■ TASK ITEM: Please give an exact copy of every line from the one holding "Adapt path of" through the final line of the records below.

________

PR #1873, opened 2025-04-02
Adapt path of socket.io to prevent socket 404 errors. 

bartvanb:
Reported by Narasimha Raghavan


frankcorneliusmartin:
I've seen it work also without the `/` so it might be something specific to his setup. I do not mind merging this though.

________

■ OUTPUT OF THE EXERCISE:
Adapt path of socket.io to prevent socket 404 errors. 

bartvanb:
Reported by Narasimha Raghavan


frankcorneliusmartin:
I've seen it work also without the `/` so it might be something specific to his setup. I do not mind merging this though.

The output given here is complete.